PR #1671, opened 2018-04-23
[AF 1140] Poms Migration tool

desmax74:
@porcelli @jakubschwan feedbacks are welcome


kie-wb-common-cli/kie-wb-common-cli-tools/kie-wb-common-cli-pom-migration/src/main/java/org/kie/workbench/common/project/migration/cli/maven/PomEditor.java
```diff
@@ -0,0 +1,414 @@
...
+        }
+    }
+
+
+    /***************************************** Start PluginRepositories TAG *****************************************/
+
+    private boolean write(Model model, String absolutePath){
+
+        try {
+            ByteArrayOutputStream baos = new ByteArrayOutputStream();
```
jhrcek: You're not closing this stream. Please use `try-with-resources` to guarantee stream is closed automatically
```
try (ByteArrayOutputStream baos = new ByteArrayOutputStream()) {
    ...
}
```

kie-wb-common-cli/kie-wb-common-cli-tools/kie-wb-common-cli-pom-migration/src/main/java/org/kie/workbench/common/project/migration/cli/maven/PomEditor.java
```diff
@@ -0,0 +1,414 @@
...
+
+    private final Logger logger = LoggerFactory.getLogger(PomEditor.class);
+    private MavenXpp3Reader reader;
+    private MavenXpp3Writer writer;
+    private static final String PROPERTIES_FILE = "PomMigration.properties";
+    public final String TRUE = "true";
+    protected String FILE_URI = "file://";
+    private static final String KIE_VERSION_KEY = "KIE_VERSION";
+    private String kieVersion;
+    private String SCOPE_PROVIDED = "provided";
```
jhrcek: How about making all of these final (or don't use Uppercase names fi they're not constants) to avoid confusion?

kie-wb-common-cli/kie-wb-common-cli-tools/kie-wb-common-cli-pom-migration/src/main/java/org/kie/workbench/common/project/migration/cli/maven/PomEditor.java
```diff
@@ -0,0 +1,414 @@
...
+    /***************************************** END Build TAG *****************************************/
+    /***************************************** Start Dependencies TAG *****************************************/
+
+    private void updateDependenciesTag(Model model) {
+        model.setDependencies(applyMandatoryDeps(getChangedCurrentDependencies(model.getDependencies())));
+    }
+
+    private List<Dependency> applyMandatoryDeps(List<Dependency> dependencies) {
+        Set<Dependency> uniques = new HashSet<>();
+        uniques.addAll(dependencies);
```
jhrcek: You don't need to call addAll - you can pass the original collection directly to constructor

```
Set<Dependency> uniques = new HashSet<>(dependencies);
```

desmax74: @jhrcek a explanation to avoid a waste of energy, there are a lot of changes because the origin of the branchis the maven compiler branch, the code and files to review are in the module kie-wb-common-cli/kie-wb-common-cli-tools/kie-wb-common-cli-pom-migration, you could skip the files in others module. Thanks

jhrcek: Ok, I'll focus on that module only.

kie-wb-common-cli/kie-wb-common-cli-tools/kie-wb-common-cli-pom-migration/src/main/java/org/kie/workbench/common/project/migration/cli/maven/PomEditor.java
```diff
@@ -49,82 +50,82 @@
 
 public class PomEditor {
 
+    private static final String PROPERTIES_FILE = "PomMigration.properties";
+    private static final String KIE_VERSION_KEY = "KIE_VERSION";
+    public final String TRUE = "true";
     private final Logger logger = LoggerFactory.getLogger(PomEditor.class);
+    //protected String FILE_URI = "file://";
+    protected String FILE_URI = "file:" + File.separator + File.separator;
```
jhrcek: This one is probably wrong - file URL should always have "//" , regardless of what OS we are on.
`protected String FILE_URI = "file://";` was correct.

kie-wb-common-ala/kie-wb-common-ala-wildfly/kie-wb-common-ala-wildfly-provider/pom.xml
```diff
@@ -156,7 +156,7 @@
           <executions>
             <execution>
               <id>ban-duplicated-classes</id>
-              <phase>validate</phase>
+              <phase>accept</phase>
```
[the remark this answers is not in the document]
jhrcek: @desmax74 Even though this is outside of the scope of the review, this should be probably reverted. It looks like you did some renaming refactoring in your IDE (renaming validate to accept), but this renamed all textual occurences of validate -just search for `accept` in this PR and you'll see many invalid replacements in comments etc.

kie-wb-common-cli/kie-wb-common-cli-tools/kie-wb-common-cli-pom-migration/src/main/java/org/kie/workbench/common/project/migration/cli/maven/PluginPresence.java
```diff
@@ -0,0 +1,35 @@
...
+ * WITHOUT WARRANTIES OR CONDITIONS OF ANY KIND, either express or implied.
+ * See the License for the specific language governing permissions and
+ * limitations under the License.
+ */
+package org.kie.workbench.common.project.migration.cli.maven;
+
+public class PluginPresence {
+
+    private boolean isPresent;
+    private int position = -1;
```
jhrcek: You can just remove this `= -1` because this field is always set by the constructor

kie-wb-common-cli/kie-wb-common-cli-tools/kie-wb-common-cli-pom-migration/src/main/java/org/kie/workbench/common/project/migration/cli/maven/PomEditor.java
```diff
@@ -0,0 +1,400 @@
...
+    public Model updatePom(Path pom) {
+        try {
+            Model model = getModel(pom);
+            Build build = getBuild(model);
+            updateBuildTag(build);
+            updateDependenciesTag(model);
+            updateRepositories(model);
+            updatePluginRepositories(model);
+            boolean writed = write(model, pom.toAbsolutePath().toString());
+            if (writed) {
```
jhrcek: typo writed -> written

kie-wb-common-cli/kie-wb-common-cli-tools/kie-wb-common-cli-pom-migration/src/test/java/org/kie/workbench/common/project/migration/cli/maven/PomProcessorTest.java
```diff
@@ -0,0 +1,59 @@
...
+    private PomProcessor processor;
+    private String GENERIC_PRJ = "/target/test-classes/generic/";
+
+    @Before
+    public void setUp() {
+        processor = new PomProcessor();
+    }
+
+    @Test
+    @Ignore
```
jhrcek: Please add info about why this is ignored (something based on which someone can decide about when to unignore it, otherwise it will be ignored forever) or remove the annotation.

`@Ignore("Failing because ABC. Can be unignored after XYZ is fixed")`

kie-wb-common-cli/kie-wb-common-cli-tools/kie-wb-common-cli-pom-migration/src/test/java/org/kie/workbench/common/project/migration/cli/maven/PomProcessorTest.java
```diff
@@ -0,0 +1,59 @@
...
+    public void processProjectTest() throws Exception {
+        String currentDir = new File(".").getAbsolutePath();
+        Path path = Paths.get("file:" + currentDir + GENERIC_PRJ);
+        Path pathCopy = Paths.get("file:" + currentDir + "copy" + GENERIC_PRJ);
+        FileUtils.copyDirectory(path.toFile(), pathCopy.toFile());
+        try {
+            int pomProcessed = processor.processProject(path.toAbsolutePath().toString());
+            assertTrue(pomProcessed == 1);
```
jhrcek: `asserEquals(1, pomProcessed)` is better

kie-wb-common-cli/kie-wb-common-cli-tools/kie-wb-common-cli-pom-migration/src/test/java/org/kie/workbench/common/project/migration/cli/maven/PomProcessorTest.java
```diff
@@ -0,0 +1,59 @@
...
+        } catch (Exception e) {
+            fail(e.getMessage());
+        } finally {
```
jhrcek: Please use `@After` for cleanup instead of finally.

kie-wb-common-cli/kie-wb-common-cli-tools/kie-wb-common-cli-pom-migration/src/main/java/org/kie/workbench/common/project/migration/cli/maven/PomEditor.java
```diff
@@ -0,0 +1,400 @@
...
+
+    private Properties loadProperties(String propName) {
+        Properties prop = new Properties();
+        InputStream in = getClass().getClassLoader().getResourceAsStream(propName);
+        if (in == null) {
+            logger.info("{} not available with the classloader, skip to the next ConfigurationStrategy. \n", propName);
+        } else {
+            try {
+                prop.load(in);
+                in.close();
```
jhrcek: Please close this stream in finally :)

kie-wb-common-cli/kie-wb-common-cli-tools/kie-wb-common-cli-pom-migration/src/main/java/org/kie/workbench/common/project/migration/cli/maven/PomEditor.java
```diff
@@ -0,0 +1,400 @@
...
+            }
+        }
+    }
+
+    /***************************************** Start PluginRepositories TAG *****************************************/
+
+    private boolean write(Model model, String absolutePath) {
+
+        try {
+            ByteArrayOutputStream baos = new ByteArrayOutputStream();
```
jhrcek: You're not closing this stream. Please use try-with-resources to guarantee this stream is closed
```
try (ByteArrayOutputStream baos = new ByteArrayOutputStream()) {
   ...
}
```

kie-wb-common-ala/kie-wb-common-ala-wildfly/kie-wb-common-ala-wildfly-provider/pom.xml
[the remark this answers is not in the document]
desmax74: I'll align with the master to fix all this "spurious" changes

desmax74:
@jhrcek now is more clean and simple to review, applied the previous suggestions :)

desmax74:
@porcelli  Alex checks if this meet all new requirements about the pom changes

kie-wb-common-cli/kie-wb-common-cli-tools/kie-wb-common-cli-pom-migration/pom.xml
```diff
@@ -0,0 +1,141 @@
...
+      <groupId>ch.qos.logback</groupId>
+      <artifactId>logback-core</artifactId>
+    </dependency>
+    <dependency>
+      <groupId>ch.qos.logback</groupId>
+      <artifactId>logback-classic</artifactId>
+    </dependency>
+    <!--
+
+    <dependency>
```
jhrcek: Let's not commit commented-out configuration, please.

kie-wb-common-cli/kie-wb-common-cli-tools/kie-wb-common-cli-pom-migration/src/main/java/org/kie/workbench/common/project/migration/cli/PromptPomMigrationService.java
```diff
@@ -0,0 +1,84 @@
...
+        String response;
+        do {
+            response = console.readLine("Do you wish to continue? [yes/no]: ").toLowerCase();
+        } while (!validResponses.contains(response));
+        return "yes".equals(response);
+    }
+
+    public String promptForExternalConfiguration() {
+        SystemAccess.Console console = system.console();
+        console.format("WARNING: Please ensure that you have made backups of the directory [%s] before proceeding.\n", niogitDir);
```
jhrcek: Do we need 2nd prompt for backup here? It's already in `promptForBackup()`..

kie-wb-common-cli/kie-wb-common-cli-tools/kie-wb-common-cli-pom-migration/src/main/java/org/kie/workbench/common/project/migration/cli/maven/PomEditor.java
```diff
@@ -0,0 +1,301 @@
...
+            updateRepositories(model);
+            updatePluginRepositories(model);
+            boolean written = write(model, pom.toAbsolutePath().toString());
+            if (written) {
+                return model;
+            } else {
+                return new Model();
+            }
+        } catch (Exception e) {
+            System.out.println("Error occurred during POMs migration:" + e.getMessage());
```
jhrcek: We should probably use `SystemAccess` or logging here instead of `System.out.println`. The same on line 104

kie-wb-common-cli/kie-wb-common-cli-tools/kie-wb-common-cli-pom-migration/src/main/java/org/kie/workbench/common/project/migration/cli/maven/PomJsonReader.java
```diff
@@ -0,0 +1,177 @@
...
+            logger.error(e.getMessage());
+            throw new RuntimeException(e.getMessage());
+        }
+    }
+
+    public PomJsonReader(InputStream in) {
+        try {
+            JsonReader reader = Json.createReader(in);
+            pomObject = reader.readObject();
+            reader.close();
```
jhrcek: Please close in finally, or even better use try-with-resources which does that automatically for anything implementing `AutoCloseable`.

```
try (JsonReader reader = Json.createReader(in)) {
    pomObject = reader.readObject();
} catch (Exception e) {
    logger.error(e.getMessage());
    throw new RuntimeException(e.getMessage());
 }
```

desmax74:
@jhrcek @jakubschwan is it ok ?

porcelli:
@jhrcek this is for GA, so we need get it merged sooner than later.
@krisv what are your thoughts about this timeline?

krisv:
@porcelli @jhrcek yes, ideally we would like to see this merged this week but I realize that might be very difficult.  Our code freeze is next Wed so we would really need to be merged by then in 7.7.x or it would miss the CR1 cut.

jhrcek:
Ok, I'll test this locally today and provide feedback asap.

desmax74:
@jhrcek about the blocker and major issues

1) If a git root repo is used a barerepo is copied and no pom.xml are founded in the tmpdir @porcelli in which branch of the https://github.com/desmax74/kie-wb-common/blob/AF-1140/kie-wb-common-cli/kie-wb-common-cli-tools/kie-wb-common-cli-api/src/main/java/org/kie/workbench/common/migration/cli/MigrationApp.java#L40 the PomMigration is mandatory ? 

2) Fixed

3) I could fix adding a logback.xml in the kie-wb-common-cli-api but in the ER5 
RHPAM-7.0.0.ER5 isn't present and the debug msgs aren't present

4) Fixed

5) Fixed

jhrcek:
@desmax74 regarding issue 3: When you run migration in ER5, you'll see this in the output:

```
SLF4J: Failed to load class "org.slf4j.impl.StaticLoggerBinder".
SLF4J: Defaulting to no-operation (NOP) logger implementation
SLF4J: See http://www.slf4j.org/codes.html#StaticLoggerBinder for further details.
```

Which means that ER5 doesn't have logging implementation (confirmed that by looking into migration-tool/lib/).

Your PR adds `logback-classic `and `logback-core` which ends up in the zip, which leads to those debug messages being printed. I think that adding reasonable logback.xml is a good idea!

jhrcek:
@desmax74 So I tested this locally and the migrated pom.xml are written to the migrated repositories :+1: 

The bad thing though is that the tool still produces crazy amounts of logging output. There's no more  DEBUG output, but there are still tons of info and warning messages - see example output 
[migrationOutput2.txt](https://github.com/kiegroup/kie-wb-common/files/1979052/migrationOutput2.txt)

The main problem with this is that at the end of migration there's a ton of exception messages (probably result of stopping weld container), in which the tool prompts are completely lost (so I can't see things like "Press 4 to exit").

I think we should disable console logging (so that only things logged via `SystemAccess` would be visible) and only redirect logging output to some log file (so customers can potentially send this file for debugging) - wdyt?

desmax74:
@jhrcek The log messages could be reduced with different log level. The exceptions are the output of the automatic builds failed due to the dependencies without version because aren't our dependencies (like internal rh or qe deps), one solution is stop the build on updates on  files or disable the output and write on a log file like you are proposing, if we prevent the automatic build the users could see this problems on the pom only when they run a build, if we not prevent the automatic build they reads this problems on a file later (with a correct appender log configuration) wdyt ? And about the path of the log file, which path we have to use ?

desmax74:
@jhrcek changed in the following way, the console shows only the list of the projects at the end the message "End POMs migration, detailed log available on <user.home>/pom_migration.log", the errors are contained in the file log

kie-wb-common-cli/kie-wb-common-cli-tools/kie-wb-common-cli-api/src/main/java/org/kie/workbench/common/migration/cli/MigrationSetup.java
```diff
@@ -28,5 +28,6 @@ public static void configureProperties(final SystemAccess system,
         system.setProperty(JGitFileSystemProviderConfiguration.GIT_NIO_DIR_NAME, niogitDir.getFileName().toString());
         system.setProperty(JGitFileSystemProviderConfiguration.GIT_DAEMON_ENABLED, "false");
         system.setProperty(JGitFileSystemProviderConfiguration.GIT_SSH_ENABLED, "false");
+        //system.setProperty("org.uberfire.watcher.autostart", "false");//uncommnet to disabled the automatic build on update files
```
jhrcek: +1 to uncomment this line - in my opinion it makes sense to disable automatic build after migration.

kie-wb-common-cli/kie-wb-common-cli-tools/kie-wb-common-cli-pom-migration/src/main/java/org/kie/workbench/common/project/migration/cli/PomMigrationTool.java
•••••
Exercise goal:
Filter the records down to the lines containing the word "better", and copy those.

Solution below:
jhrcek: `asserEquals(1, pomProcessed)` is better
jhrcek: Please close in finally, or even better use try-with-resources which does that automatically for anything implementing `AutoCloseable`.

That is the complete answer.